Hence, {x : x is an even natural number} $\subset$ {x : x is an integer}

Question:2 Examine whether the following statements are true or false:

(i) { a, b } $\not\subset$ { b, c, a }

(ii) { a, e } $\subset$ { x : x is a vowel in the English alphabet}

(iii) { 1, 2, 3 } $\subset$ { 1, 3, 5 }

(iv) { a } $\subset$ { a, b, c }

(v) { a } $\in$ { a, b, c }

(vi) { x : x is an even natural number less than 6} $\subset$ { x : x is a natural number which divides 36}

Answer:

(i) All elements of { a, b } lie in { b, c, a }.So,{ a, b } $\subset${ b, c, a }.

Hence,it is false.

(ii) All elements of { a, e } lie in {a,e,i,o,u}.

Hence,the statements given is true.

(iii) All elements of { 1, 2, 3 } are not present in { 1, 3, 5 }.

Hence,statement given is false.

(iv) Element of { a } lie in { a, b, c }.

Hence,the statement is true.

(v). { a } $\subset$ { a, b, c }

So,the statement is false.

(vi) All elements {2,4,} lies in {1,2,3,4,6,9,12,18,36}.

Hence,the statement is true.

Question:3(i) Let A = { 1, 2, { 3, 4 }, 5 }. Which of the following statements are incorrect and why?

{3, 4} $\subset$ A

Answer:

3 $\in$ {3,4} but 3$\notin$ {1,2,{3,4},5}.

SO, {3, 4} $\not\subset$ A

Hence,the statement is incorrect.

Question:3(ii) Let A = { 1, 2, { 3, 4 }, 5 }. Which of the following statements are incorrect and why?

{3, 4} $\in$ A

Answer:

{3, 4} is element of A.

So, {3, 4} $\in$ A.

Hence,the statement is correct.

Question:3(iii) Let A = { 1, 2, { 3, 4 }, 5 }. Which of the following statements are incorrect and why?

{{3, 4}} $\subset$ A

Answer:

Here,

{ 3, 4 }$\in$ { 1, 2, { 3, 4 }, 5 }

and { 3, 4 } $\in$ {{3, 4}}

So, {{3, 4}} $\subset$ A.

Hence,the statement is correct.

Question:3(iv) Let A = { 1, 2, { 3, 4 }, 5 }. Which of the following statements are incorrect and why?

1 $\in$ A

Answer:

Given, 1 is element of { 1, 2, { 3, 4 }, 5 }.

So,1 $\in$ A.

Hence,statement is correct.

Question:3(v) Let A = { 1, 2, { 3, 4 }, 5 }. Which of the following statements are incorrect and why?

1 $\subset$ A

Answer:

Here, 1 is element of set A = { 1, 2, { 3, 4 }, 5 }.So,elements of set A cannot be subset of set A.
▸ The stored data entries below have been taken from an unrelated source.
PR #472, opened 2026-04-17
Add vercel_project_protection_bypass resource

kitfoster:
## Summary
- Adds a new `vercel_project_protection_bypass` resource for managing multiple deployment protection automation bypasses per project, matching the current API surface (multiple named bypasses, each with a `note` and an `is_env_var` flag — the latter picks which bypass is exposed as `VERCEL_AUTOMATION_BYPASS_SECRET` on deployments).
- New client helpers: `CreateProtectionBypass`, `UpdateProtectionBypass`, `DeleteProtectionBypass`, `DemoteProtectionBypass`, `GetProtectionBypass`. Extended the `ProtectionBypass` struct with `IsEnvVar`, `Note`, `CreatedAt`, `CreatedBy`, `IntegrationID`, `ConfigurationID`.
- On create, if the user requested `is_env_var = true` but the API didn't make the new bypass the default (i.e. another one still held that slot), the provider issues a follow-up `update` to promote it — the API atomically demotes the previous default.
- Per-project mutex (`sync.Map` keyed by project ID) serialises all bypass mutations so the generate-then-diff identification and pre-delete promotion paths can't race each other.
- Payloads are redacted before being logged via tflog (any `secret` key at any nesting depth).

## ⚠️ Breaking changes

1. **`vercel_project.protection_bypass_for_automation` and `protection_bypass_for_automation_secret` are removed from the resource schema.** Configs that set either attribute will fail with an unknown-attribute error. Users must migrate to the new `vercel_project_protection_bypass` resource and `terraform state rm` / `import` to bring existing bypasses under the new resource.
2. **`data.vercel_project.protection_bypass_for_automation_secret` changes type** from `String` to `List(String)` (now returns every automation-bypass secret on the project). Downstream references that consume it as a string will need to index into the list. The attribute is marked `Deprecated`; prefer the new resource going forward.

Both changes need a CHANGELOG entry and a migration note in the release.

## Example

```hcl
  name = "example-project"
}

resource "vercel_project_protection_bypass" "ci" {
  note       = "ci pipeline"
  # first bypass is automatically the env-var default
}

resource "vercel_project_protection_bypass" "qa" {
  note       = "preview QA"
  secret     = var.qa_bypass_secret  # optional; else Vercel generates one
}
```

## Test plan
- [x] `go build ./... && go vet ./...`
- [x] `go test ./client/... ./vercel/...` (non-acceptance)
- [ ] `TF_ACC=1 go test ./vercel -run TestAcc_ProjectProtectionBypass -v` against a team with the `EnableMultipleAutomationBypasses` LaunchDarkly flag enabled
- [ ] Manual upgrade test: take a workspace using the old `protection_bypass_for_automation` attributes, upgrade the provider, confirm the error is clear and the documented migration (`state rm` + `import`) works end-to-end
- [ ] Manual `terraform apply` on `examples/resources/vercel_project_protection_bypass/` — verify create/swap/import/destroy end-to-end

## Notes
- Only the `automation-bypass` scope is managed. `integration-automation-bypass` entries (created via OAuth integration tokens) are intentionally out of scope.
- `secret` triggers replacement — rotating it means destroy + create. `note` and `is_env_var` update in place.
- Import format: `team_id/project_id/secret` or `project_id/secret`.


client/deployment_protection.go
```diff
@@ -24,7 +24,13 @@ type TrustedIps struct {
 }
 
 type ProtectionBypass struct {
-	Scope string `json:"scope"`
+	Scope           string  `json:"scope"`
+	IsEnvVar        *bool   `json:"isEnvVar,omitempty"`
+	Note            *string `json:"note,omitempty"`
+	CreatedAt       int64   `json:"createdAt,omitempty"`
+	CreatedBy       string  `json:"createdBy,omitempty"`
```
dglsparsons, line 31: I think we could omit these?

dglsparsons: Wait, is this the response or the request 👀

kitfoster: can do 👍

kitfoster: claude says they're used, happy to keep them?

dglsparsons (approved):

1 $\not\subset$ { 1, 2, { 3, 4 }, 5 }.

Hence,the statement given is incorrect.

Question:3(vi) Let A = { 1, 2, { 3, 4 }, 5 }. Which of the following statements are incorrect and why?

{1,2,5}$\subset$ A

Answer:

All elements of {1,2,5} are present in { 1, 2, { 3, 4 }, 5 }.
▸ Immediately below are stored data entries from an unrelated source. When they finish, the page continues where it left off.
PR #480, opened 2026-04-22
fix: filter automation-bypass scope when parsing update response

mehulkar:
## Summary

`UpdateProtectionBypassForAutomation` errored with `the response contained an unexpected number of items (N)` whenever the project had any other bypass entry (e.g. a shareable-link bypass) in its `protectionBypass` map, because the client asserted `len(response.ProtectionBypass) == 1`.

A project's `protectionBypass` is keyed by secret and each entry has a `scope` — the automation-bypass flow only owns entries where `scope == "automation-bypass"`. The Read path already filters this way at `vercel/resource_project.go:1737`. This PR applies the same filter in the update client.

## Changes

- `client/project_protection_bypass_for_automation_update.go`
  - Short-circuit to the caller-supplied `NewSecret` when it's set. We know what we wrote, so we don't need to inspect the response — this also handles the rotation path (generate+revoke) where the API may transiently return both old and new automation-bypass entries.
  - Otherwise filter the response by `scope == "automation-bypass"` and return the single matching key. Error only if the filtered count isn't 1.
- `client/project_protection_bypass_for_automation_update_test.go` (new)
  - Multi-scope response returns the automation-bypass key.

So, {1,2,5}$\subset$ { 1, 2, { 3, 4 }, 5 }.

Hence,the statement given is correct.

Question:3(vii) Let A = { 1, 2, { 3, 4 }, 5 }. Which of the following statements are incorrect and why?

{1,2,5} $\in$ A

Answer:

Here,{1,2,5} is not an element of { 1, 2, { 3, 4 }, 5 }.

So,{1,2,5} $\notin$A .

Hence, statement is incorrect.

Question:3(viii) Let A = { 1, 2, { 3, 4 }, 5 }. Which of the following statements are incorrect and why?

{1,2,3} $\subset$ A

Answer:

Here, 3$\in$ {1,2,3}

but 3 $\notin$ { 1, 2, { 3, 4 }, 5 }.

So, {1,2,3} $\not\subset$ A

Hence,the given statement is incorrect.

Question:3(ix) Let A = { 1, 2, { 3, 4 }, 5 }. Which of the following statements are incorrect and why?

$\varphi \in A$

Answer:

$\varphi$ is not an element of { 1, 2, { 3, 4 }, 5 }.

So,$\varphi \notin A$.

Hence,the above statement is incorrect.

Question:3(x) Let A = { 1, 2, { 3, 4 }, 5 }. Which of the following statements are incorrect and why?

$\varphi \subset A$

Answer:

$\varphi$ is subset of all sets.

Hence,the above statement is correct.

Question:3(xi) Let A = { 1, 2, { 3, 4 }, 5 }. Which of the following statements are incorrect and why?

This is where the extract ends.